Primary Disk Deduplication’s Impact on Backup

George Crump posed an interesting question when he asked if primary storage deduplication will kill archive and backup.  It is a great question, and one we should explore.  If you don’t want to read my ramblings, my short answer is no. 

There is a lot more to archive and backup than simply storing a lot of data, something deduplication has proven it can do well.  Backed up and archived data needs to be cataloged, indexes and managed through its life or retention.  That’s one of the reasons we don’t use tar and dump commands much these days.  Snapshots can remove much of the recovery burden from alternate storage devices.  I have seen customers recover almost all single file restores from snapshots.  But they never served as a replacement for backups.   As George said, we sleep better at night when copies of our data are on different systems.  There are lots of reasons for that.  We all worry about a bad firmware load.  If you have all your data on one array (or replicated to an identical one) a bad firmware release could wipe you out.  And of course there are physical failures. No matter how well designed a system is, something external can happen.  In the years I was in the field, I heard some unbelievable external failure stories where an non-IT event started the failure.   (Maybe I should start collecting them).
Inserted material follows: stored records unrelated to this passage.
PR #4181, opened 2026-08-12
ci: wait for cloudsmith to list the nightly before deploying devnet

martinsander00:
## Summary

- The devnet daily deploy now waits for CloudSmith to list the nightly it just built before it runs ansible.
  - On 2026-08-12 the client package finished uploading at 14:37:00 UTC, and ansible started 11 seconds later.
  - Four devnet hosts ran `apt-get update` between 14:37:21 and 14:37:24 and stayed on the 2026-08-11 nightly, while the four hosts ansible reached 7 seconds later upgraded.
  - The new step polls the jammy and noble package indexes for up to 10 minutes, then fails the deploy, so a stale fleet is loud rather than silent.
  - A component that builds no deb, such as the agent, skips the step.
- `TestQA_DeviceProvisioning` now passes `--no-version-warning` to the CLI, and it warns when the client is behind the program.
  - The CLI writes its upgrade banner to stderr, and `runCLI` merges stderr into stdout.
  - That banner reached the JSON parser in the [failing devnet QA run](https://github.com/malbeclabs/infra/actions/runs/31621977149/job/94198789716) as `invalid character 'A' looking for beginning of value`, when chi-dn-bm4 ran 0.34.0 against a program at 0.35.0.
  - The test reads the client and program versions at the start, so the next skew shows up as a warning instead of a parse error.

## Testing Verification

- I re-ran the deploy job of run 31606641653 once CloudSmith had indexed the package, and all eight devnet hosts upgraded, where the 14:37 deploy had upgraded four.


.github/workflows/release.daily.yml
```diff
@@ -75,11 +77,46 @@ jobs:
...
+            missing=""
+            for suite in jammy noble; do
+              url="https://dl.cloudsmith.io/public/malbeclabs/doublezero-devnet/deb/ubuntu/dists/$suite/main/binary-amd64/Packages"
+              if ! curl -sfL --max-time 30 "$url" | grep -qF "Version: $VERSION"; then
+                missing="$missing $suite"
+              fi
+            done
+            if [ -z "$missing" ]; then
+              echo "CloudSmith lists $VERSION on attempt $attempt"
+              exit 0
```
bgm-malbeclabs, line 125: The wait can pass while a devnet host still reads the old index. `InRelease` is served through CloudFront with `cache-control: max-age=30, must-revalidate`, so a POP that fetched the index 29 s before the reindex keeps serving the stale copy for another 29 s. The runner's `curl` and each host's `apt-get update` hit different POPs.

Scenario: CloudSmith reindexes at T; the runner's POP misses cache and this loop exits at T+3 s; ansible reaches a host at T+8 s whose POP cached the pre-reindex object at T-25 s, so that host reads the old list and stays on yesterday's nightly. That is the same ~30 s window as the 2026-08-12 failure (upload 14:37:00, `InRelease` Date 14:37:27, stale hosts at 14:37:21-24).

Fix: `sleep 35` after the loop succeeds, or require two consecutive passes 30 s apart.

.github/workflows/release.daily.yml
```diff
@@ -75,11 +77,46 @@ jobs:
...
+      - name: Wait for CloudSmith to list the new package
+        if: needs.release.outputs.deb_version != ''
+        env:
+          VERSION: ${{ needs.release.outputs.deb_version }}
+        run: |
+          for attempt in $(seq 1 40); do
+            missing=""
+            for suite in jammy noble; do
+              url="https://dl.cloudsmith.io/public/malbeclabs/doublezero-devnet/deb/ubuntu/dists/$suite/main/binary-amd64/Packages"
+              if ! curl -sfL --max-time 30 "$url" | grep -qF "Version: $VERSION"; then
```
bgm-malbeclabs: `curl … | grep -qF` is correct only because the implicit step shell is `bash -e {0}`, without `pipefail`. `grep -q` exits at the first match near the top of a 428 KB index, curl then dies on the broken pipe, and under `pipefail` the pipeline status becomes curl's. Confirmed against the live URL: with `set -o pipefail` a *successful* match returns 56; without it, 0.

Scenario: someone adds `shell: bash` to this step, a routine hardening edit, and this same job already sets `shell: bash -leo pipefail {0}` on the ansible step. Every success then reads as "missing", so the deploy burns 10 minutes and fails, every night.

Fix: `grep -qF "Version: $VERSION" <<<"$(curl -sfL --max-time 30 "$url")"`.

e2e/qa_provisioning_test.go
```diff
@@ -56,6 +56,13 @@ func TestQA_DeviceProvisioning(t *testing.T) {
 	prov, err := qa.NewProvisioningTest(ctx, log, networkConfig, envArg, bmHost)
 	require.NoError(t, err, "failed to create provisioning test")
 
+	versions, err := prov.GetVersions(ctx)
+	require.NoError(t, err, "failed to read the CLI and program versions")
```
bgm-malbeclabs: `require.NoError` turns a purely informational probe into a hard abort. `GetVersions` fails whenever the `program version` line is absent, and `smartcontract/cli/src/version.rs:20` swallows the RPC error and prints only `client version` when `get_program_config` fails.

Scenario: a transient ledger RPC hiccup in the first second kills `TestQA_DeviceProvisioning` with `could not read both versions from output: client version: …`, before it touches a device.

Fix: log the error and carry on instead of failing the test.

e2e/internal/qa/provisioning.go
```diff
@@ -105,7 +105,9 @@ func NewProvisioningTest(ctx context.Context, log *slog.Logger, networkConfig *c
 
 func (p *ProvisioningTest) runCLI(ctx context.Context, args ...string) ([]byte, error) {
 	// Build SSH command: ssh <bm-host> doublezero <args...>
-	sshArgs := []string{p.bmHost, "doublezero"}
+	// The CLI writes its upgrade banner to stderr, and CombinedOutput folds that
+	// banner into the JSON the callers below parse.
+	sshArgs := []string{p.bmHost, "doublezero", "--no-version-warning"}
```
bgm-malbeclabs: This treats one symptom, not the root cause. `runCLI` still uses `CombinedOutput`, so every remaining stderr writer lands in the bytes `json.Unmarshal` parses at line 417 and in `device list --json` further down. `--no-version-warning` silences only the upgrade banner; the CLI still routes diagnostics through `tracing` at the default `warn` level to stderr (RFC-20), and `ssh` writes its own messages there (`Warning: Permanently added '…' to the list of known hosts.`). Either one reproduces the same failure as `invalid character 'W' looking for beginning of value`.

Fix: `cmd.Output()` with a separate `bytes.Buffer` on `cmd.Stderr` removes the whole class of failure and keeps stderr for the error message.

e2e/internal/qa/provisioning.go
```diff
@@ -117,6 +119,61 @@ func (p *ProvisioningTest) runCLI(ctx context.Context, args ...string) ([]byte,
...
+			versions.Program = strings.TrimSpace(value)
+		}
+	}
+	if versions.Client == "" || versions.Program == "" {
+		return Versions{}, fmt.Errorf("could not read both versions from output: %s", string(output))
+	}
+	return versions, nil
+}
+
+func (v Versions) ClientIsOlder() bool {
```
bgm-malbeclabs: `ClientIsOlder` will not fire for the staleness this PR is about. It compares only the semver triple, dropping the `~git<BUILD_DATE>.<sha>` suffix that is the only thing separating two nightlies inside one release cycle, and the nightly template (`{{ incpatch .Version }}~git…`, `release/.goreleaser.base.client.yaml:192`) puts every nightly one patch *above* the released program version.

Scenario: a host stuck on `0.35.1~git20260813…` while today's is `0.35.1~git20260814…` and the program is at `0.35.0`. The client parses to `[0 35 1]`, the program to `[0 35 0]`, so the client reads as newer and no warning prints. The warning fires only across a release bump, about one day in 30.

Fix: compare the build date in the suffix, or compare against the latest nightly rather than the program version.

e2e/internal/qa/provisioning.go
```diff
@@ -105,7 +105,9 @@ func NewProvisioningTest(ctx context.Context, log *slog.Logger, networkConfig *c
 
 func (p *ProvisioningTest) runCLI(ctx context.Context, args ...string) ([]byte, error) {
 	// Build SSH command: ssh <bm-host> doublezero <args...>
-	sshArgs := []string{p.bmHost, "doublezero"}
+	// The CLI writes its upgrade banner to stderr, and CombinedOutput folds that
+	// banner into the JSON the callers below parse.
+	sshArgs := []string{p.bmHost, "doublezero", "--no-version-warning"}
 	sshArgs = append(sshArgs, args...)
```
bgm-malbeclabs, line 112: `--no-version-warning` also suppresses the hard incompatibility error, not just the warning: `client/doublezero/src/main.rs:436` gates the whole `check_version` call, and `checkversion.rs:16` bails when the client is below `min_compatible_version`.

Scenario: the bare metal host runs a client the program declares incompatible. The run used to stop at once with "Your client version is no longer up to date"; it now proceeds and fails later in some unrelated assertion. The new `t.Logf` warning does not cover this, since it usually will not print (see the `ClientIsOlder` comment).

Fix: keep the check and drop only the banner, or assert compatibility from the versions the test already reads.

bgm-malbeclabs (commented):
Review notes on the CloudSmith wait and the QA version probe.

e2e/internal/qa/provisioning.go
martinsander00: https://github.com/malbeclabs/doublezero/pull/4181/changes/b00d22d30132d08bdbe6b4ee6f8e671912bd3e8a

e2e/internal/qa/provisioning.go
martinsander00: https://github.com/malbeclabs/doublezero/pull/4181/changes/b00d22d30132d08bdbe6b4ee6f8e671912bd3e8a

e2e/internal/qa/provisioning.go
martinsander00: https://github.com/malbeclabs/doublezero/pull/4181/changes/b00d22d30132d08bdbe6b4ee6f8e671912bd3e8a

e2e/qa_provisioning_test.go
martinsander00: https://github.com/malbeclabs/doublezero/pull/4181/changes/b00d22d30132d08bdbe6b4ee6f8e671912bd3e8a

.github/workflows/release.daily.yml
martinsander00: https://github.com/malbeclabs/doublezero/pull/4181/changes/b00d22d30132d08bdbe6b4ee6f8e671912bd3e8a

.github/workflows/release.daily.yml
```diff
@@ -75,11 +77,51 @@ jobs:
...
+      - name: Wait for CloudSmith to list the new package
+        if: needs.release.outputs.deb_version != ''
+        env:
+          VERSION: ${{ needs.release.outputs.deb_version }}
+        run: |
+          for attempt in $(seq 1 40); do
+            missing=""
+            for suite in jammy noble; do
+              url="https://dl.cloudsmith.io/public/malbeclabs/doublezero-devnet/deb/ubuntu/dists/$suite/main/binary-amd64/Packages"
+              index=$(curl -sfL --max-time 30 "$url" || true)
```
ben-dz: **Optional** — `|| true` discards curl's exit status, so a 404, DNS failure or 5xx is indistinguishable from "not indexed yet": the step burns the whole loop and then blames CloudSmith's index, for every component. The stated bound is also optimistic — 40 attempts × (two 30s curls + 15s) is up to ~50 minutes. Fix: keep curl's status and log it, and loop on a deadline (`end=$((SECONDS+600))`).

ben-dz (approved):
LGTM, Two non-blocking items: `|| true` now discards curl's status, so a 404 or DNS failure spends the full loop and reports "CloudSmith did not list"; and the caller matrix has no `fail-fast: false`, so this new failure can cancel sibling deploys mid-play.

- **Optional** — `.github/workflows/release.devnet.all.daily.yml:22` — the caller matrix has no `fail-fast: false`, so this new hard failure cancels sibling legs' deploy jobs, some of them mid-`ansible-playbook`. A partially applied fleet is worse than the stale package the gate replaces. Add `fail-fast: false`.

.github/workflows/release.daily.yml
martinsander00: https://github.com/malbeclabs/doublezero/pull/4181/commits/ea0089dceef2fbf612b0d9ae5194eafe885ade5d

This leads me to conclude that proper architecture of a data storage environment includes dissimilar storage devices.  Your backup and DR copies need to be independent from production data, to prevent a cascading failure getting every copy.  For archive, the first copy could be on the primary storage platform, but the redundant copies (and all good archive systems maintain a minimum of 2 copies of the data) need the same.  It could be as easy as Spectra nTier disk and Spectra TSeries tape, or it could be more complex.  What it won't be is a single disk array for primary storage, archive and data protection.